Emerging tools also include LLM-powered chatbots designed for conversational SDoH data collection, which may combine the scalability of digital screening with a more adaptive, patient-centered interaction.12 Meanwhile, text-based follow-up via SMS is being explored as a way to check in with patients after an ED visit, confirm whether they connected with referred resources, and provide an easy pathway to re-engage if they did not. This is particularly relevant for addressing the “last mile” problem: positive SDOH screens that never translate into completed connections. Published data on referral completion rates after ED-based screening remain limited, highlighting a critical gap for future research.

What EM Physicians Can Do Right Now

Not every ED has an integrated SDOH platform or a dedicated social work team available around the clock. But regardless of institutional resources, there are steps emergency physicians can take today.

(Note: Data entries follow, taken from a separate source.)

PR #538, opened 2026-04-15
docs(headless): note Tier 1 SimHID #491 regression in routing doc

shaun0927:
## Summary

- `docs/headless-architecture.md` described SimHID Tier 1 as actively selected, but `src/tools/native-input-backend.ts:857-860` keeps the `return cachedSimHidBackend` block commented out pending #491 (SimHID tap/swipe locks Simulator screen on Xcode 26).
- Adds two callout blockquotes (after Tier Routing paragraph, after Backend Details status line) explaining that the class, bridge binary, and probe cache remain wired and the flowchart describes the intended steady state.
- Adds #491 and #492 rows to the Related Issues table.

Closes the "라우팅 흐름도가 실제 getInputBackend() 로직과 일치" and "코드의 실제 Tier 순서와 문서 일치" checkboxes in #492.

## Test plan
- [ ] GitHub markdown preview renders the two blockquotes and the new table rows without layout regressions
- [ ] Reference link `[#491]: ...` resolves the inline `[#491]` usages
- [ ] Mermaid flowchart still renders (no change to the `flowchart TD` block)

🤖 Generated with [Claude Code](https://claude.com/claude-code)

PR #543, opened 2026-04-15
fix(lint): unblock CI by adding void-read for cachedSimHidBackend (#491)

shaun0927:
## Summary

Current `src/tools/native-input-backend.ts:854-857` keeps the Tier-1 SimHID return block commented out while #491 investigates the Xcode 26+ screen-lock regression in `IndigoHIDMessageForMouseNSEvent`. The probe still runs and populates `cachedSimHidBackend`, but with the `return` block commented the variable becomes write-only — `@typescript-eslint/no-unused-vars` raises it as an **error** (not a warning), which breaks `npm run lint` on CI for every PR against `develop`.

Observed impact: [PR #538 lint job](https://github.com/shaun0927/opensafari/actions/runs/24446461707/job/71424016757) fails with `639:5  error  'cachedSimHidBackend' is assigned a value but never used`, blocking #492 docs PRs from merging.

This PR adds a minimal `void cachedSimHidBackend;` read guard right where the return block sits, with an inline comment pointing to #491. Keeps the cache/probe intact so re-activation stays a one-line uncomment after #491 ships the real fix.

### Alternatives considered
- **Delete the probe + cache** — loses the re-activation affordance and forces #491 to relitigate Tier-1 ordering.
- **`// eslint-disable-next-line @typescript-eslint/no-unused-vars`** — hides the intent inside a rule comment.
- **Rename to `_cachedSimHidBackend`** — churns four unrelated call sites (assignments + reset) just to satisfy the rule.

## Test plan
- [x] `npx eslint src/tools/native-input-backend.ts` — clean
- [x] `npm run lint` — exit 0 locally
- [x] `npx jest tests/unit/native-input-backend.test.ts tests/unit/sim-hid-input-backend.test.ts` — green
- [ ] CI lint job green (unblocks #538 merge)

### DIFF
--- a/src/tools/native-input-backend.ts
+++ b/src/tools/native-input-backend.ts
@@ -852,6 +852,9 @@ export async function getInputBackend(
     }
   }
   // SimHID tap/swipe broken on Xcode 26+ (locks screen). TODO(#491): re-enable.
+  // Read guard — the cache is kept populated so re-activation is a one-line
+  // change; without the read, eslint flags the probe as dead code.
+  void cachedSimHidBackend;
   // if (cachedSimHidBackend) {
   //   return cachedSimHidBackend;
   // }
--- a/tests/integration/issue-423-native.live.test.ts
+++ b/tests/integration/issue-423-native.live.test.ts
@@ -37,7 +37,6 @@ const DEVICE_ID =
 const BUNDLE = 'com.apple.Preferences';
 
 const SETTINGS_GENERAL_ID = 'com.apple.settings.general';
-const SETTINGS_GENERAL_LABEL = process.env.SETTINGS_GENERAL ?? 'General';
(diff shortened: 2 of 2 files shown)


shaun0927 (commented):
## Review — APPROVE

Against develop the lint failure is real (variable is write-only after the Tier-1 return was commented out). The `void cachedSimHidBackend;` guard is the least-invasive fix, preserving the cache so re-activation remains a one-line change. `SETTINGS_GENERAL_LABEL` removal is a genuine unused constant. ESLint now exits clean.

### P2
- Once #491 lands and restores `return cachedSimHidBackend`, both the `void` read AND the comment block must be removed together — add a TODO checklist ref
- PRs #547 and #551 already add a real read of `cachedSimHidBackend`; once either merges, this PR's `void` read becomes redundant dead code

  • Know what your EHR already supports. Many Epic and Cerner instances have SDOH screening modules that are built but not activated or not promoted in the clinical workflow. Talk to your informatics team.
  • Bookmark a resource navigation tool. Even without institutional integration, free tools like Findhelp.org, 211.org, and SAMHSA’s treatment locator can be pulled up quickly on any workstation to give patients a real, specific referral rather than a generic handout.
  • Document SDOH using structured fields and Z-codes. Using Z55–Z65 ICD-10 codes for social determinants creates a codified, searchable record of social need that supports population health tracking, quality reporting, and future risk stratification. This documentation also matters for reimbursement as payers increasingly recognize social complexity.
  • Advocate for team-based SDOH response. Emergency physicians don’t need to be the primary SDOH responder, but they need to be the champions who ensure the team has the tools and workflow support to do this work. Community health workers, social workers, and care managers are more effective when technology enables seamless handoffs and closed-loop follow-up.
  • Engage with national efforts. ACEP’s Social Emergency Medicine and Population Health Section, the American College of Emergency Physicians’ Social Emergency Medicine resources, and the Gravity Project are all building the standards and tools that will shape this work for the next decade. EM voices matter in these forums.

Equity and Implementation

Technology-enabled SDOH screening is not a neutral intervention. How and where these tools are implemented, and how results are used, carries real equity implications. Screening patients without the infrastructure to respond risks raising expectations that cannot be met and eroding trust. AI-driven risk tools built on biased historical data can replicate and amplify existing disparities if not carefully validated across demographic subgroups. Patient-facing digital tools may exclude patients with limited English proficiency, low digital literacy, or no smartphone access.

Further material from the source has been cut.